[The records — start]
PR #3507, opened 2025-04-23
[MDS-6487] TSF bugs: data loading, parties selector, pop confirm, new slice

taraepp:
## Objective 
- fix some of the issues that were cropping up with TSFs
- neither Core/MS would show updated data when navigating back to table
   - this is what the new slice is for- putting all the TSF data in one place
   - unfortunately, clearing the TSFs created big problems, so state may get a bit bogged down there
   - on the plus side, closer to remove TSFs from the mine response/FE state
- Core wouldn't let you add a party unless at least one party already existed
- MS would only show EoR/QP that already existed for that TSF specifically, not just the mine
- there was no confirmation to leave the page when the form was dirty

[MDS-6487](https://bcmines.atlassian.net/browse/MDS-6487)


sggerard (dismissed):
Looks good!

services/common/src/redux/actionCreators/mineActionCreator.ts
```diff
@@ -92,78 +88,6 @@ export const removeMineType = (mineGuid, mineTypeGuid, tenure) => (dispatch) =>
     .finally(() => dispatch(hideLoading("modal")));
 };
 
-export const createTailingsStorageFacility = (
```
matbusby-fw, line 95: Yeah, I remember this bugging me in the past.  Slice is better, and you don't belong here TSF!

services/common/src/redux/slices/tailingsSlice.ts
```diff
@@ -0,0 +1,180 @@
...
+                        successToastMessage: "Successfully created new Tailings Storage Facility",
+                    }).post(`${ENVIRONMENT.apiUrl}${API.MINE_TSFS(payload.mine_guid)}`, payload, headers);
+                } finally {
+                    thunkApi.dispatch(hideLoading());
+                }
+                return resp.data;
+            },
+            {
+                fulfilled: (state: TailingsState, action) => {
+                    const newTsf = action.payload;
```
matbusby-fw, line 63: Might be good to use your helper function here since the logic is almost identical.

services/core-web/src/components/common/PartySelectField.tsx
```diff
@@ -150,7 +150,7 @@ export const PartySelectField: FC<PartySelectFieldProps> = ({
   };
 
   useEffect(() => {
-    if (searchResults?.party?.length > 0) {
```
matbusby-fw, line 153: I know sonar cloud generally prefers the optional chaining here, is this no longer an array?

matbusby-fw (dismissed):
Not blocking, but left a suggestion and a commnet.

services/core-web/src/components/common/PartySelectField.tsx
taraepp: this was a bug that was driving me crazy!
Within this if-block is the bit that puts in the "Add a new party" button. So if searchResults.party == [], you would not have the option to add a new party. It's undefined when the search hasn't completed yet, so the falsey check works.

services/common/src/redux/slices/tailingsSlice.ts
taraepp: oh shoot, I missed one! I'm going to change this. 👍

sggerard (approved):

matbusby-fw (approved):

PR #3517, opened 2025-05-02
[MDS-6193] Correct NOW Datetime issues

sggerard:
## Objective 

[MDS-6193](https://bcmines.atlassian.net/browse/MDS-6193)

There is a bunch of automated formatting that is slightly obscuring this PR, there are really only two small changes that I have made to fix two issues I was able to find and confirm with the end user Amy.

last_updated_date: This dateTime is set by the backend when a record is updated, and stores a UTC timestamp. However the UTC information was being stripped when being returned by the API and the frontend also wasn't handling UTC. This meant that the last updated date in both the Preamble and on line 1.1 would be wrong in the afternoon.
Screenshot 2025-05-02 at 9 37 58 AM

preamble_date: This date stored on attached documents is not UTC (only stored as a Date in the db) would actually show on the permit correctly, however when displayed in the table it was being treated as a UTC Datetime so was showing incorrectly. This has been corrected by treating preamble_date as only a Date in both the backend and frontend.
image

### DIFF
--- a/services/common/src/redux/utils/helpers.ts
+++ b/services/common/src/redux/utils/helpers.ts
@@ -94,6 +94,9 @@ export const formatTractionDate = (dateString: string) => {
 export const formatDate = (dateString) =>
   dateString && dateString !== "None" && moment(dateString, "YYYY-MM-DD").format("MMM DD YYYY");
 
+export const formatDateUTC = (dateString) =>
+  dateString && dateString !== "None" && moment(dateString).format("MMM DD YYYY");
+
 export const formatTime = (timeStamp) => timeStamp && moment(timeStamp).format("h:mm a");
 
 export const formatDateTime = (dateTime) => dateTime && moment(dateTime).format("lll");
--- a/services/common/src/redux/utils/helpers.ts
+++ b/services/common/src/redux/utils/helpers.ts
@@ -16,6 +16,7 @@ import {
   ItemMap,
 } from "@mds/common/interfaces";
 import { MINE_REPORT_SUBMISSION_CODES } from "@mds/common/constants/enums";
+import { format, parseISO } from 'date-fns';
 
 /**
  * Helper function to clear redux form after submission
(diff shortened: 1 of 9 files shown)


asinn134 (dismissed):

asinn134 (commented):
Looks good, just have some errors with tests

services/common/src/redux/utils/helpers.ts
```diff
@@ -94,6 +94,9 @@ export const formatTractionDate = (dateString: string) => {
 export const formatDate = (dateString) =>
   dateString && dateString !== "None" && moment(dateString, "YYYY-MM-DD").format("MMM DD YYYY");
 
+export const formatDateUTC = (dateString) =>
+  dateString && dateString !== "None" && moment(dateString).format("MMM DD YYYY");
```
matbusby-fw: Another gradual migration we've introduced is using date-fns rather than moment for dateTime logic since moment has long since been in maintenance mode only.  Not the biggest deal since it's still being used in lots of places, but date-fns is much leaner.

Something like:
```
import { format, parseISO } from 'date-fns';

export const formatDateUTC = (dateString) => 
  dateString && dateString !== "None" ? format(parseISO(dateString), 'MMM dd yyyy') : null;
```

Didn't test that, so it might need some adjustment.

taraepp: I'm down with switching helper date handling to date-fns. I think there's a bunch of tests (mostly snapshots of tables) that should verify it's working as expected- would be nice so long as it doesn't break/change any of those. 👍

asinn134 (dismissed):

services/common/src/redux/utils/helpers.ts
sggerard: I had a look at moving all the date formatting, and timezone stuff in helpers.ts to date-fns and I think it's a little out of the scope of this ticket. I'm going to update just the method that I have added to date-fns and create a ticket to replace moment with date-fns and date-fns/tz.

matbusby-fw (approved):
🙌🏼

taraepp (approved):

PR #3534, opened 2025-05-13
[MDS-6499] Make Minespace autoselect role when creating new EoR and TSF

asinn134:
## Objective 

[MDS-6499](https://bcmines.atlassian.net/browse/MDS-6499)

- When user is creating a new EoR or a new TSF QP, job title is now changed to auto select to be EoR or TSF QP.
- When user selects an existing contact the job title will auto select to that contact's existing job title.


simensma-fresh (approved):

simensma-fresh (changes requested):
Looks like there's a snapshot that needs updating. Otherwise 👍

asinn134:
> Looks like there's a snapshot that needs updating. Otherwise 👍

I found the snapshot would require an update to a date value for every new day. I ended up changing the mock NoW mock data so we don't potentially have to deal with this every time someone makes a PR.

matbusby-fw (approved):

taraepp (approved):

simensma-fresh (approved):

PR #3538, opened 2025-05-15
[CHORE] Make command for user access data

taraepp:
## Objective 
Does exactly what the code comments says it does
So that devs don't need to hunt for mines or manually make subscriptions or MS user access
Maybe needs a reference in setup documentation

Results in Core:
image
Results in MS:
image

### DIFF
--- a/services/core-api/app/commands.py
+++ b/services/core-api/app/commands.py
@@ -243,9 +243,8 @@ def register_commands(app):
         - core user isn't a foreign key so no user created/queried
 
         Example usage:
-            flask seed_user_data IDIR=myidir
-            flask seed_user_data BCEID=mybceid
-            flask seed_user_data IDIR=myidir BCEID=mybceid        
+            flask seed_user_data myidir true
+            flask seed_user_data mybceid false    
         """
         _seed_user_data(user_name, is_idir)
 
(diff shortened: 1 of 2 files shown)


services/core-api/app/commands.py
```diff
@@ -230,6 +231,62 @@ def do_generate_table_command(table):
...
+    def do_seed_user_data(user_name, is_idir):
+        """
+        Creates subscriptions for MS/Core users
+        - first 5 (alphabetical) major mines
+        - last 5 regional mines
+        - uses MS user if they already exist, or else creates a new one
+        - core user isn't a foreign key so no user created/queried
+
+        Example usage:
+            flask seed_user_data IDIR=myidir
```
sggerard: I think the example usage here might be incorrect, this format is for the make command. For flask it would be something like  'flask seed_user_data sggerard false' I think?

taraepp: you're totally right. This is what I get for letting copilot write comments for me...

matbusby-fw (dismissed):
Nice!

asinn134 (approved):
Nice 👍

sggerard (approved):

PR #3539, opened 2025-05-16
[MDS-6497] Fix for mine showing alerts from another mine

asinn134:
## Objective 

[MDS-6497](https://bcmines.atlassian.net/browse/MDS-6497)

- Changed the default value of `loaded` react state so we can trigger the fetch to retrieve alert data when viewing a different mine.
- Also small change to get rid of unnecessary `title` in `NoticeOfWorkTable`.


sggerard (approved):
Nice fix!

simensma-fresh (approved):

PR #3543, opened 2025-05-21
[MDS-6062] Fix NOW transfer

sggerard:
## Objective 

Fix transferring a Notice of Work between mines where a Draft permit has already been created

[MDS-6062](https://bcmines.atlassian.net/browse/MDS-6062)

- Updates the Draft permit on transfer, including creating a new xref if needed.
- Updates the mine_guid of documents
- Migration to correct any exisiting draft permits with mismatching mine_guids

### DIFF
--- a/migrations/sql/V2025.05.15.15.40__update_mine_permit_xref.sql
+++ b/migrations/sql/V2025.05.15.15.40__update_mine_permit_xref.sql
@@ -1,4 +1,3 @@
-CREATE UNIQUE INDEX mine_permit_xref_unique ON mine_permit_xref (mine_guid, permit_id) WHERE deleted_ind = false;
 
 -- MDS-6062, Cleanup draft permits of transferred now applications
 CREATE TEMPORARY TABLE original_now_permits AS (
--- a/services/core-api/app/api/now_applications/models/now_application_identity.py
+++ b/services/core-api/app/api/now_applications/models/now_application_identity.py
@@ -64,19 +64,37 @@ class NOWApplicationIdentity(Base, AuditMixin):
         self.now_number = NOWApplicationIdentity.create_now_number(mine, self.now_number_year)
         self.mine = mine
 
+        if self.now_application.documents:
+            for document in self.now_application.documents:
+                document.mine_document.mine_guid = mine.mine_guid
+                document.mine_document.save()
+
         if self.now_application.draft_permit:
-            #Create new xref, replace, then delete old one
-            MinePermitXref.create(
-                permit_id = self.now_application.draft_permit.permit_id,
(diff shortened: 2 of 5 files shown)


taraepp (approved):

migrations/sql/V2025.05.15.15.40__update_mine_permit_xref.sql
```diff
@@ -0,0 +1,42 @@
+
+-- MDS-6062, Cleanup draft permits of transferred now applications
+CREATE TEMPORARY TABLE original_now_permits AS (
```
matbusby-fw, line 3: Probably not a big deal, but if this only needs to be run in Prod, then you could move this file to the `migrations/sql-prod` folder.

services/core-api/app/api/now_applications/models/now_application_identity.py
```diff
@@ -56,9 +57,45 @@ def __repr__(self):
         return f'{self.__class__.__name__} {self.now_application_guid}'
 
     def transfer(self, mine):
+
+        if self.now_application.now_application_status_code in ['AIA','REJ', 'WDN', 'NPR']:
+            raise BadRequest(f'Unable to transfer NOW application with status {self.now_application.now_application_status_code}')
```
matbusby-fw, line 62: Might be good to parse the code here into the human readable version since the abbreviations aren't always obvious.

matbusby-fw (changes requested):
Looks awesome!  Just a couple of minor things.  Moving the sql likely doesn't matter too much, but I think it would be good to show the status name in the user error rather than the code.

migrations/sql/V2025.05.15.15.40__update_mine_permit_xref.sql
sggerard: Ooo didn't know this was a thing! I think I do want it to run in dev/test just to make sure no errors are thrown for some reason even if there is no records altered.

asinn134 (approved):

services/core-api/app/api/now_applications/models/now_application_identity.py
sggerard: I totally agree with you, but we don't really have any examples of using enums on the backend as far as I can see currently. So maybe a wider discussion for the team moving forwards?

migrations/sql/V2025.05.15.15.40__update_mine_permit_xref.sql
matbusby-fw: Sure, sounds good!

matbusby-fw (approved):

PR #3549, opened 2025-05-27
[MDS-6491] Condition search - Fix now documents, add tenure to index

sggerard:
## Objective 

[MDS-6491](https://bcmines.atlassian.net/browse/MDS-6491)

Address acceptance criteria that was missed from the original PR.

1. Missing NOW documents. I've added some logic to grab the first mine_document from the now documents. Is this the best logic to use?
image

2. Add Tenure as a filter. I have presumed the logic is the same for this regardless if its a NOW or Major Mine permit.
image

### DIFF
--- a/services/common/src/interfaces/search/facet-search.interface.ts
+++ b/services/common/src/interfaces/search/facet-search.interface.ts
@@ -20,6 +20,7 @@ export interface HaystackDocumentMeta {
         sibling_contexts?: SiblingContexts;
         child_contexts?: ContextItem[];
     }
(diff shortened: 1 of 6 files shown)


matbusby-fw (approved):
Looks good from what I can see.
Regarding your comments in your description, I honestly don't know which is the best file to use.  The first seems as good a choice as any though if Rebecca doesn't have a strong preference.
And yes, the tenure should behave the same for both types of permits.

asinn134 (approved):

PR #3597, opened 2025-07-09
[MDS-6492] index NoW issued permit for search

asinn134:
## Objective 

[MDS-6492](https://bcmines.atlassian.net/browse/MDS-6492)

- Makes use of indexing functionality Sam had previously added to index NoW permit when it is issued

image

image

image


sggerard (approved):

matbusby-fw (approved):
👍🏼

PR #3599, opened 2025-07-11
[MDS-6560] - Fix mine alerts persisting in state

matbusby-fw:
- Mine Alerts from a previously visited mine were persisting when visiting another mine with no alerts in the same session.
- (unreported, but also fixed) Mine Alerts were not disappearing on delete until the user refreshed.

## Objective 

[MDS-6560](https://bcmines.atlassian.net/browse/MDS-6560)

mine-alert-persistance


services/core-web/src/constants/actionTypes.js
```diff
@@ -6,3 +6,4 @@ export const STORE_DOCUMENT_COMPRESSION_PROGRESS = "STORE_DOCUMENT_COMPRESSION_P
 export const STORE_MINE_ALERTS = "STORE_MINE_ALERTS";
 export const STORE_GLOBAL_MINE_ALERTS = "STORE_GLOBAL_MINE_ALERTS";
 export const CLEAR_MINE_ALERT = "CLEAR_MINE_ALERT";
```
taraepp: I'm curious if this `CLEAR_MINE_ALERT` action is used anywhere- it kind of looks like it's orphaned? Might be nice to remove it entirely.

matbusby-fw: Good call.  Done.

taraepp (approved):

simensma-fresh (approved):

PR #3603, opened 2025-07-16
[MDS-6601]fix for index runner being passed search endpoint that isn't a string

asinn134:
## Objective 

[MDS-6601](https://bcmines.atlassian.net/browse/MDS-6601)

- Adjusted `create_permit_condition_search_indexing_pipeline` function's `search_endpoint` property being passed to `IndexRunner` to be the string value instead of `EnvVarSecret` object

image


simensma-fresh (approved):

matbusby-fw (approved):
Nice fix!

PR #3611, opened 2025-07-25
[MDS-6590] Changes to support azure ai search in prod

asinn134:
## Objective 

[MDS-6590](https://bcmines.atlassian.net/browse/MDS-6590)

- Created new blob storage container 
- Added new secrets in dev, test, and prod env
- Changed hardcoded azure search config values to be dynamic
- Note: Will have to wait until code is in production to run the command flask cli command `update_search_index` to create prod specific index, indexer, data source, and skillset. Then will have to test in prod to make sure everything works.

image

image


asinn134:
Hi @simensma-fresh I was wondering if we need to set a string value in the `@permit_condition_search.command()` to run the cli command properly when in production?

image

simensma-fresh:
> Hi @simensma-fresh I was wondering if we need to set a string value in the `@permit_condition_search.command()` to run the cli command properly when in production?
> 
> image

I think we do not. You can confirm if you shell into the container and run `flask` - if it shows up in the available commands we're all good

asinn134:
> > Hi @simensma-fresh I was wondering if we need to set a string value in the `@permit_condition_search.command()` to run the cli command properly when in production?
> > image
> 
> I think we do not. You can confirm if you shell into the container and run `flask` - if it shows up in the available commands we're all good

I found the flask command is not available when I shell into the container. I think this command `python -m app.cli --help`
will show a list of commands, but I noticed there were some type errors trying to access some config.search Secret type properties when I run that command. I added `.resolve_value()` to hopefully fix this. I think the command to create the azure index, indexer, etc is this one here 
`python -m app.cli permit-condition-search update-search-index`.

sggerard (approved):

simensma-fresh (approved):

PR #3621, opened 2025-07-30
[MDS-6558] Notice of Work Permit Conditions Editor

taraepp:
## Objective 
- make the notice of work permit drafting use new editor
- upgrade a couple of key components in the area to TS
   - still a can of worms, but a bit better, mostly focussed on being able to tell if component props were incorrect. Objects are frequently mutated, making consistent typing difficult. The typing we do have represents an inaccurate view of the data- a property that is realistically a string representing a number is typed as a number, or a string date as a Date.  
   - missing properties are returned as empty objects from the BE but are typed as required in the interface, and components that use those properties expect them there without optional chaining. Party address is typed as an address but _sometimes_ actually returned as an array... Lots of effects on other components if those properties are "fixed"
- fix a couple of UI issues, mostly relating to buttons having no spacing between them
   - add css class names, but also quit with rendering nested spans and empty divs
   - move a couple of tooltip labels into the label property of the field
 - combined the AuthorizationWrapper components in core & common by importing the common one into core, moved its test into common, removed props that were never used anywhere, deprecate "inTesting" prop as we use flagsmith for features now

[MDS-v](https://bcmines.atlassian.net/browse/MDS-6558)


services/core-web/src/components/mine/ExplosivesPermit/MineExplosivesPermitTable.tsx
```diff
@@ -167,10 +159,6 @@ const MineExplosivesPermitTable: FC<RouteComponentProps & MineExplosivesPermitTa
 
         return (
           <div className="btn--middle flex">
-            {isApproved && !hasDocuments && isCoreSource && (
```
taraepp, line 170: This change probably looks out of place. 😅 
Basically, I typed AuthorizationWrapper so that `children` was a required prop. Which brought up this typescript error because here it is/was with no children! And then when I removed it there were other unused variables/imports.
Nothing has actually changed here.

sggerard (approved):
Love your work!

services/common/src/redux/selectors/permitSelectors.ts
```diff
@@ -229,6 +245,38 @@ export const getPermitConditionCategories = (permitGuid, permitAmendmentGuid) =>
...
+      if (!conditions || !categories) {
+        return {
+          conditionMap: {},
+          categoriesWithConditions: []
+        };
+      }
+      const conditionMap: { [permit_condition_id: string]: IPermitCondition } = {}
+
+      const categoriesWithConditions = categories.map((cat) => {
+        const catConditions = conditions.filter((c) =>
```
asinn134, line 262: 🐈

asinn134 (approved):

PR #3652, opened 2025-08-11
[MDS-6606] Standard Conditions Tags & Report Requirements

taraepp:
## Objective 
1. make it so admin users can add tags & report requirements to the standard conditions
2. and then when the standard conditions are copied over to a NoW when a draft permit is started, those tags & report requirements are also copied over

[MDS-6606](https://bcmines.atlassian.net/browse/MDS-6606)


sggerard (approved):
Great work!

asinn134 (approved):

PR #3658, opened 2025-08-27
[MDS-6461] ENV Process Tracking

taraepp:
## Objective 
- new project overview tab, shared between Core & MS

[MDS-6461](https://bcmines.atlassian.net/browse/MDS-6461)

MS screenshots:
Project with only non-AMS authorizations, IRT & MMA started but in draft:
image
- changes made here: Under permit & authorization added "Authorization Type" column, changed 1st column named "Permit" to "Permit Type" and decided to show all authorizations
- for non-AMS final application, made it match IRT for consistency (may want to clarify with Rebecca here if final application should only be for mines act permit auth?)

Project with only AMS authorizations. Project summary has been submitted
image

Project with both auth types. Project summary still in draft
- can't start IRT & final app yet
image

Core screenshot:
- AMS final applications show up on page but disabled when they don't exist in AMS tracking system yet (like IRT & MMA)
- didn't fuss with button text, it's always View. That can be changed when rules are in place to limit editing so it stays consistent.
image


services/common/src/components/projects/ProjectContacts.tsx
```diff
@@ -0,0 +1,66 @@
...
+                        <Typography.Text strong className="ministry-contact-title taratest4">
+                            {jobTitle}
+                        </Typography.Text>
+                    )}
+                    <br />
+                    {c.is_project_lead_contact && !c.first_name ? (
+                        <Typography.Text>Project Lead has not been assigned</Typography.Text>
+                    ) : (
+                        <>
+                            {name.length > 0 && <><Typography.Text className="taratest1">{name ?? Strings.EMPTY_FIELD}</Typography.Text>
```
simensma-fresh: className can probably be removed (or renamed) 😅
Same for the phone/email paragraphs as well

simensma-fresh (changes requested):

services/common/src/components/projects/ProjectContacts.tsx
taraepp: whoooops yep forgot that in there. I'll deal with it after meetings. 😅 
...I was having a hard time figuring out why I had a big old gap between some of the line items!

asinn134 (approved):

simensma-fresh (approved):

PR #3659, opened 2025-08-27
[MDS-6596] Add ema application tab and banner to major mine application tab

asinn134:
## Objective 

[MDS-6596](https://bcmines.atlassian.net/browse/MDS-6596)

- Added Ema Applications tab for Core and Minespace
- Renamed Major Applications tab to Mines Act Application tab
- Added banner in Mines Act application tab page to notify user of any Ema Auths associated with the application

image

image

image


services/common/src/components/project/EmaApplicationsTab.tsx
```diff
@@ -0,0 +1,197 @@
...
+    const dispatch = useAppDispatch();
+    const history = useHistory();
+    const [isLoaded, setIsLoaded] = useState(true);
+    const systemFlag = useAppSelector(getSystemFlag);
+    const { isFeatureEnabled } = useFeatureFlag();
+    const amsFinalAppEnabled = isFeatureEnabled(Feature.AMS_FINAL_APPLICATION);
+    const isCore = systemFlag === SystemFlagEnum.core;
+    const project = useAppSelector(getProject);
+    const authorizations = project?.project_summary?.authorizations;
+    const hasMinesActApp = authorizations?.some(auth => !auth.ams_tracking_number);
```
taraepp: I will say this is not quite an accurate way of finding this. An AMS auth that hasn't been submitted yet won't have an ams tracking number either. The authorization type is more reliable.

asinn134: This is adjusted now to use the type instead.

services/common/src/components/project/EmaApplicationsTab.tsx
```diff
@@ -0,0 +1,194 @@
...
+                                                </span>
+                                            }
+                                            size="middle"
+                                            column={2}
+                                        >
+                                            <Descriptions.Item label="Type">{AMS_AUTHORIZATION_TYPES_TEXT[item.project_summary_permit_type[0]]}</Descriptions.Item>
+                                            <Descriptions.Item label="" style={{ float: "right", marginLeft: "auto" }}>
+                                                <Badge
+                                                    status={AMS_STATUS_CODES_SUCCESS as PresetStatusColorType}
+                                                    text={AMS_APPROVED_STATUSES[item.status]}
```
taraepp: the AMS_STATUS_CODES_SUCCESS is something that irritated me a bit! It will _only_ show success/green. And similarly, the AMS_APPROVED_STATUSES will only give the text for Approved/Completed/New.
- I did add a "AMS_STATUSES_TYPES" that'll give you the success/warning/error/default for all possible statuses that you can use instead of AMS_STATUS_CODES_SUCCESS or doing checks.
- As for the text, if you look at AMS_<APPROVED/WARNING/STOPPED>_STATUSES, every single key is exactly the same as the value it returns, with the sole exception of Rejected/AMS Rejected, so you can just show `item.status`. I am _pretty sure_ that when you look at ProjectDescriptionTab that "Rejected" is something that we're creating ourselves, not returned from AMS.
- But you might want to look at `ProjectDescriptionTab->processEnvironmentalActAuthorization`, or I tried to simplify it in `ProjectOverviewTab->amsAuthTableData`

services/core-web/src/components/mine/Projects/MajorMineApplicationTab.tsx
```diff
@@ -38,6 +38,8 @@ const MajorMineApplicationTab: FC = () => {
   const mineDocuments = useSelector(getMineDocuments);
   const dropdownMajorMineAppStatusCodes = useSelector(getDropdownMajorMinesApplicationStatusCodes);
   const archivedDocuments = mineDocuments?.map((doc) => new MajorMineApplicationDocument(doc))
+  const authorizations = project?.project_summary?.authorizations;
+  const hasEmaApp = authorizations?.some(auth => auth.ams_tracking_number);
```
taraepp, line 42: I think there's a few instances here of `hasEmaApp` in different files. Unless you are only looking at submitted to AMS applications, definitely use the authorization type instead.
Probably a good idea to make a draft project summary with some EMA authorizations, don't submit it, and make sure that everything functions as expected and doesn't error out.

asinn134: I think we are suppose to show only the successfully created ema auths? The ticket mentions this

"Can we only show the list of EMA authorizations that were successfully created in the project description stage"

and I interpreted successfully created EMA authorizations as successfully submitted to AMS.

simensma-fresh (approved):

sggerard (approved):

PR #3660, opened 2025-08-27
[MDS-6580] Add variable condition box

sggerard:
## Objective 

[MDS-6580](https://bcmines.atlassian.net/browse/MDS-6580)

Add variable condition box to PermitConditionViewEdit and only show it when editing NOW condition and StandardPermitConditions. 
Have renamed the old menu to VariableConditionMenuOld.js
Added back highlighting.
Inserts the variable at the mouse cursor position

Please pull the branch and have a play around let me know your thoughts!

 
image

image

image


services/common/src/components/permits/VariableConditionMenu.tsx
[The records — finish]
▶ **Task details**
Only the lines above from the line containing "[MDS-6193] Correct NOW Datetime issues" through the line containing "There is a bunch" should be retyped, exactly and with both ends included.

▶ **Answer to this task**
[MDS-6193] Correct NOW Datetime issues

sggerard:
## Objective 

[MDS-6193](https://bcmines.atlassian.net/browse/MDS-6193)

There is a bunch of automated formatting that is slightly obscuring this PR, there are really only two small changes that I have made to fix two issues I was able to find and confirm with the end user Amy.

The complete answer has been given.